The incidence of pancreatic cancer is increasing in Australia. This is alarming, as pancreatic cancer continues to be recalcitrant to therapeutic interventions, reflected in a 5-year survival rate of less than 13%. The development of successful new therapies has been fundamentally limited by the inadequate understanding of the complex interactions that occur between pancreatic cancer cells and their environment.
Pancreatic cancer is associated with chronic inflammation resulting from dysregulated activation of the innate and adaptive arms of the immune system in the pancreas, which invariably leads to an immunosuppressive environment allowing for tumour immune escape. Furthermore, the tumour microenvironment of pancreatic cancer is often characterised with desmoplasia where stromal cells create a physical barrier around the cancer cells, occluding access from therapeutic efforts.

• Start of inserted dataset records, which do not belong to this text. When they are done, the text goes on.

PR #233, opened 2024-01-01
Add support for running on Windows

### LINKED ISSUE #44: Windows Support
Issue to track support of Windows - currently it is not supported, in part due to build process, in part because the code extraction from Postgres intentionally ignores Windows code.

lfittl:
Fixes #44


Makefile.msvc
```diff
@@ -0,0 +1,108 @@
+# Makefile for "nmake", part of Microsoft Visual Studio Compiler (MSVC) on Windows
```
seanlinsley, line 1: I wonder if we should go ahead and switch to a platform-independent build script to avoid makefile drift. Since we already include Ruby, maybe it could be a set of rake tasks?

lfittl: Fair point re: Makefile drift. I wonder if there is a way to maintain the list of tests (and examples) another way, or just discover all of them in the test/examples directories, to avoid having to add new tests to both.

Generating Makefiles could work, but I worry that the indirection (i.e. having to go through a generation script first) isn't obvious - i.e. I'd prefer if we could find a way to avoid that extra step.

msepga: What about something like CMake / Meson, which generates `Makefile`s on *nix platforms and NMake specific `Makefile`s on Windows?

msepga (approved):
👍

Makefile.msvc
lfittl: Postgres itself started using Meson for this purpose, but that of course then introduces a build-time dependency (which I'm 50/50 on whether its okay to add).

I think for now I'll not adjust this since this is already a massive PR, but I think we could come back to this at a future time.

One approach to solving the duplication for tests/examples specifically could be to have a Makefile in the `tests` and `examples` folders that can run on either platform. The main motivation for not doing that in the root folder `Makefile` is that there are a bunch of features not supported by `nmake` that make it hard to write a portable Makefile that can do the code generation/etc conditionally.

PR #239, opened 2024-02-16
Fix: ar variable in Makefile (back patch to v13)

gregnr:
Applies the same patch as https://github.com/pganalyze/libpg_query/pull/217 but to v13 (in order to use in v13 version of [libpg-query-node](https://github.com/pyramation/libpg-query-node)).

Replaces the hardcoded `AR` variable:
```
AR = ar rs
```

with a reference to the upstream inherited `AR` variable:

```
AR ?= ar
AR := $(AR) rs
```

so that Emscripten's `emar` replacement is used.


lfittl (approved):
:+1: Thanks for the contribution!

PR #249, opened 2024-05-09
Fix parsing of negative integer constants

### LINKED ISSUE #243: Parser incorrectly parses queries with negative and zero values

msullivan:
Currently the value of negative constants are omitted. Only omit *0* constants.

An earlier attempt (#244) caused a mismatch with the protobuf json output, since that wants to omit values that are equal to the default value.

I don't *really* think that is particularly sensible behavior for an integer constant in an AST, but oh well.

Fixes #243.


aleclarson (approved):

lfittl (approved):
:+1: Thanks for figuring this out!

PR #255, opened 2024-08-06
Add function to normalize only utility statements

seanlinsley:
This PR introduces a `pg_query_normalize_utility` function which only normalizes utility statements. We're adding this so the pganalyze collector can redact database secrets from the Postgres logs in the case that `log_min_duration_statement` is set to zero.

### DIFF
--- a/pg_query.h
+++ b/pg_query.h
@@ -96,6 +96,7 @@ extern "C" {
 #endif
 
 PgQueryNormalizeResult pg_query_normalize(const char* input);
+PgQueryNormalizeResult pg_query_normalize_utility(const char* input);
 PgQueryScanResult pg_query_scan(const char* input);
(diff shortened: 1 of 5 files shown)


pg_query.h
```diff
@@ -96,6 +96,7 @@ extern "C" {
 #endif
 
 PgQueryNormalizeResult pg_query_normalize(const char* input);
+PgQueryNormalizeResult pg_query_normalize_utility(const char* input);
```
seanlinsley, line 99: If there's potential for more variants in the future, we should follow the `pg_query_parse_opts` pattern and use an enum. But unless we want to offer fine-grained normalization (e.g. normalizing specific statement types like `SelectStmt`), this probably isn't needed.

msakrejda (approved):

PR #256, opened 2024-08-17
Fix datatype handling for plpgsql function parameters

### LINKED ISSUE #126: Providing types for plpgsql function signature
`"UNKNOWN"` is currently returned for all types in a plpgsql function signature because of this:

https://github.com/pganalyze/libpg_query/blob/d1d0186b80c1fbf496265789af89da4e7ca890ab/src/pg_query_parse_plpgsql.c#L193

Which calls a mocked function:

https://github.com/pganalyze/libpg_query/blob/e9e4ba9ffcbac02bce6656ecabd22c2b54eca1b2/scripts/extract_source.rb#L470

We see that UNKNOWN is hardcoded because of `typ->typname = pstrdup("UNKNOWN");`.

It is quite easy to change plpgsql_build_datatype into something that returns a `PLpgSQL_type` where `typname` is populated with a given type. Say we have `create function test(x customtype, y int) ....`. For x the type will be customtype, while it will be pg_catalog.int4 for y because of the way the parser works. Question: Is that the reason this isn't implemented - that built in types are turned into something else for function signatures, while simply being provided as-is from the DECLARE section?

I can't figure out what ideally should be returned here. We do get the original location of the type in the function signature, and can use that to extract the actual written type, like int instead of pg_catalog.int4. It's not super straight forward with signatures like `create function complicated(x character(100), y time with time zone default '...', z "mySchema" . sometype[])` etc., but not knowing what would be the right thing to use here, I'd rather ask if some thought have gone into this, or what opinions you have?

svenklemm:
Currently all plpgql function parameters are returned as UNKNOWN. This patch changes function parameters to return actual type names used in the function definition.

Fixes #126


lfittl:
@svenklemm Thanks for the contribution - @msepga will take a look at this.

svenklemm:
@msepga any update?

svenklemm:
@lfittl looks like @msepga is MIA

lfittl:
> @lfittl looks like @msepga is MIA

Just got a lot on our plate, but I'll make sure we can get this reviewed in the next days. Thanks for your patience!

msepga (commented):
Thanks for the contribution and patience, @svenklemm! The mock LGTM :+1:

One note, looks like running `make extract_source` seemed to drop `quote_qualified_identifier` in the source here. I've added a call to resolve the symbol:

```diff
 # PL/pgSQL Parsing
 runner.deep_resolve('plpgsql_compile_inline')
 runner.deep_resolve('plpgsql_free_function_memory')
+runner.deep_resolve('quote_qualified_identifier')
```

I'll approve this PR once the tests pass with the new commit.

For reference, here's the original diff I get after running `make extract_source`, without the new commit:

<details>


```diff
diff --git a/src/postgres/src_backend_utils_adt_ruleutils.c b/src/postgres/src_backend_utils_adt_ruleutils.c
index 30df7c3..9257991 100644
--- a/src/postgres/src_backend_utils_adt_ruleutils.c
+++ b/src/postgres/src_backend_utils_adt_ruleutils.c
@@ -1718,18 +1718,7 @@ quote_identifier(const char *ident)
  * Return a name of the form qualifier.ident, or just ident if qualifier
  * is NULL, quoting each component if necessary.  The result is palloc'd.
  */
-char *
-quote_qualified_identifier(const char *qualifier,
-						   const char *ident)
-{
-	StringInfoData buf;
 
-	initStringInfo(&buf);
-	if (qualifier)
-		appendStringInfo(&buf, "%s.", quote_identifier(qualifier));
-	appendStringInfoString(&buf, quote_identifier(ident));
-	return buf.data;
-}
 
 /*
  * get_relation_name
diff --git a/src/postgres/src_pl_plpgsql_src_pl_comp.c b/src/postgres/src_pl_plpgsql_src_pl_comp.c
index 197de46..f99fab0 100644
--- a/src/postgres/src_pl_plpgsql_src_pl_comp.c
+++ b/src/postgres/src_pl_plpgsql_src_pl_comp.c
@@ -879,6 +879,7 @@ plpgsql_build_recfield(PLpgSQL_rec *rec, const char *fldname)
  * It can be NULL if the type could not be a composite type, or if it was
  * identified by OID to begin with (e.g., it's a function argument type).
  */
+
 PLpgSQL_type * plpgsql_build_datatype(Oid typeOid, int32 typmod, Oid collation, TypeName *origtypname)
 {
 	PLpgSQL_type *typ;
@@ -923,6 +924,8 @@ PLpgSQL_type * plpgsql_build_datatype(Oid typeOid, int32 typmod, Oid collation,
 	return typ;
 }
 
+
+
 /*
  * Utility subroutine to make a PLpgSQL_type struct given a pg_type entry
  * and additional details (see comments for plpgsql_build_datatype).
```

</details>

msepga (approved):

PR #259, opened 2024-09-16
add pg_query.rs to README

lemonadern:
added a mention of `pg_query.rs` to the README

https://github.com/pganalyze/pg_query.rs


lfittl:
Good catch, thanks for noticing, and the PR!

PR #267, opened 2024-10-20
Fix cursor quoting in FetchStmt

rjuju:
Regression tests updated to test all cursor related statement with a name that requires quoting.


rjuju:
Note that the problem exist in all version, so it should be applied to all the branches.

msepga:
Thanks for the change, @rjuju! I've rebased this and moved the test case to `deparse_tests.c`, as the `test/sql/` folder is extracted directly from the Postgres source tree.

msepga (approved):

PR #269, opened 2024-12-15
Fix: deparse DEFAULT in ColumnDef `AT TIME ZONE`

tylergannon:
I submitted a bug report earlier today in the [pg_query_go issues](https://github.com/pganalyze/pg_query_go/issues/126), then decided to have a look and see if I could fix it.

This fixes a bug in which DEFAULT expressions are deparsed into invalid SQL.

I added test cases to `deparse_tests.c`, which are corrected in the suggested fix.

I'm not sure about whether my manner of detecting the situation will suit you, but I hope we can get something going here in the way of a fix.  I'm trying to release some software that depends on being able to deparse queries of this shape, and am going to have to, for the time being, devise some kind of workaround in order to ship.

Thanks!  Let me know if I can help in any way.

### DIFF
--- a/src/postgres_deparse.c
+++ b/src/postgres_deparse.c
@@ -2703,6 +2703,30 @@ static void deparseFuncCall(StringInfo str, FuncCall *func_call)
 		 */
 		Expr* e;
 		bool isLocal = list_length(func_call->args) == 1;
+		/* 
+		 * time values expressed `AT TIME ZONE` inside a DEFAULT value expression must be surrounded by parentheses
+		 * in order for the deparsed DEFAULT to be valid syntax.
+		 * The following is a simple lookback into the deparsed SQL, to see if is expression immediately follows
+		 * a DEFAULT declaration.
+		 */
+		bool isDefaultValue = false;
+
+		{
+			int end = str->len;
+			// Step back over trailing spaces
+			while (end > 0 && isspace((unsigned char) str->data[end - 1]))
+				end--;
+
+			// Now check if, just before these trailing spaces, we have "DEFAULT"
+			if (end >= 7 && strncmp(str->data + (end - 7), "DEFAULT", 7) == 0)
+			{
+				isDefaultValue = true;
+			}
+		}
+
+		if (isDefaultValue) {
+			appendStringInfoChar(str, '(');
+		}
 
 		if (isLocal)
 			e = linitial(func_call->args);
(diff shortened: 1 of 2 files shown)


lelit:
I did not check your implementation, but AFAICT also the following case requires parens:
```sql
create table my_table (created_at timestamptz not null default ('1 hour'::interval + current_timestamp at time zone 'UTC'))
```
so I'm not sure the strategy to look for an _immediately preceeding_ `DEFAULT` is correct.

tylergannon:
@lelit good point, thanks for responding.  I added that test case and of course it isn't repaired by my attempted fix.  What would you suggest?

If it was totally up to me, I'd just parenthesize this type of construct in all cases, in order to ensure that deparse always returns valid SQL, but that is bound to throw off a lot of tests downstream.

Meanwhile, I don't know of there being any contextual info on the StringInfo or FuncCall objects, that would reveal that this is happening inside of a DEFAULT declaration.

Is there any other category I could ascribe to this positioning where the parentheses are required around the expression, which I could use to detect it?

lelit:
I'm afraid I don't have a quick answer, because I don't know very well the internals of the deparsing tool: as you say there is no (AFAIK) any generic way to pass down what you call _contextual info_ to lower nodes, and that complicates the solution.
One example of a similar problem is in the function [deparseTypeCast()](https://github.com/pganalyze/libpg_query/blob/17-latest/src/postgres_deparse.c#L3690), that accepts a _context_ from higher levels to differentiate its output, but in this case it is tricky, because that context (computed in the `deparseConstraint()` function) should be passed down to a possibly wide range of nodes that may wrap the actual _leaf_ `deparseFuncCall()` function...
Sorry for not being of a great help, maybe Lukas or msepga may say something more interesting...

tylergannon:
I appreciate the help, and I'd rather get the solution right then to persist with a poor workaround.  I've got my own application patched with that solution and it works for me FTTB so I've no pressure to solve it immediately and can help to solve it _right_ if I can.

I'll check out the deparseTypeCast function and its call sites, and see if I can propose something based on what I learn there.

lfittl:
@tylergannon Thanks for your contribution! I agree with @lelit that we need to think about the other cases as well, and making use of context is a good idea.

Since this is a bit hard to work on I believe for someone new to the deparser code base, I took a stab at this in #270 and did some related refactoring as well. Let me know if this looks good to you / any further cases you think that need to be tested.

tylergannon:
superseded by #270

PR #435, opened 2020-06-02
Update the verify command behaviour

mangelajo:
The gateway-failover (redundancy) tests are added.

The new format is:
```
subctl verify k1 k2 [--enable-disruptive] [--only service-discovery,network-policy,...]
```

subctl will prompt for disruptive tests if --enable-disruptive is not enabled and any
disruptive test is expected to be executed, so the user is warned before execution
and excluded if the user does not want to perform those verifications.

### DIFF
--- a/pkg/subctl/cmd/verify.go
+++ b/pkg/subctl/cmd/verify.go
@@ -18,8 +18,11 @@ package cmd
 
 import (
 	"fmt"
+	"io"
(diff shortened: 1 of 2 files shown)


mangelajo:
> The e2e seems to be failing.

It’s fixed now, I rebased the patch but last run passed :-)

Our research aims to untangle the immune and stromal landscape of pancreatic cancer using spatial proteomics. We have utilised the MIBIscope in generating a detailed phenotypic analysis of the tumour microenvironment by imaging immune and stromal markers across eight pancreatic cancer patient tumour samples. Using this technique, we are able to capture the heterogeneity of pancreatic cancer within the same tumour and between different tumours. Data from each patient are corroborated back to our unique PURPLE translational registry to elucidate prognostic associations between the tumour microenvironment, tumour types, and treatment outcomes. The next steps are to apply this pipeline to a larger cohort of patients, with the objective to enable the discovery and development of molecular-targeted biomarkers that inform treatment strategies.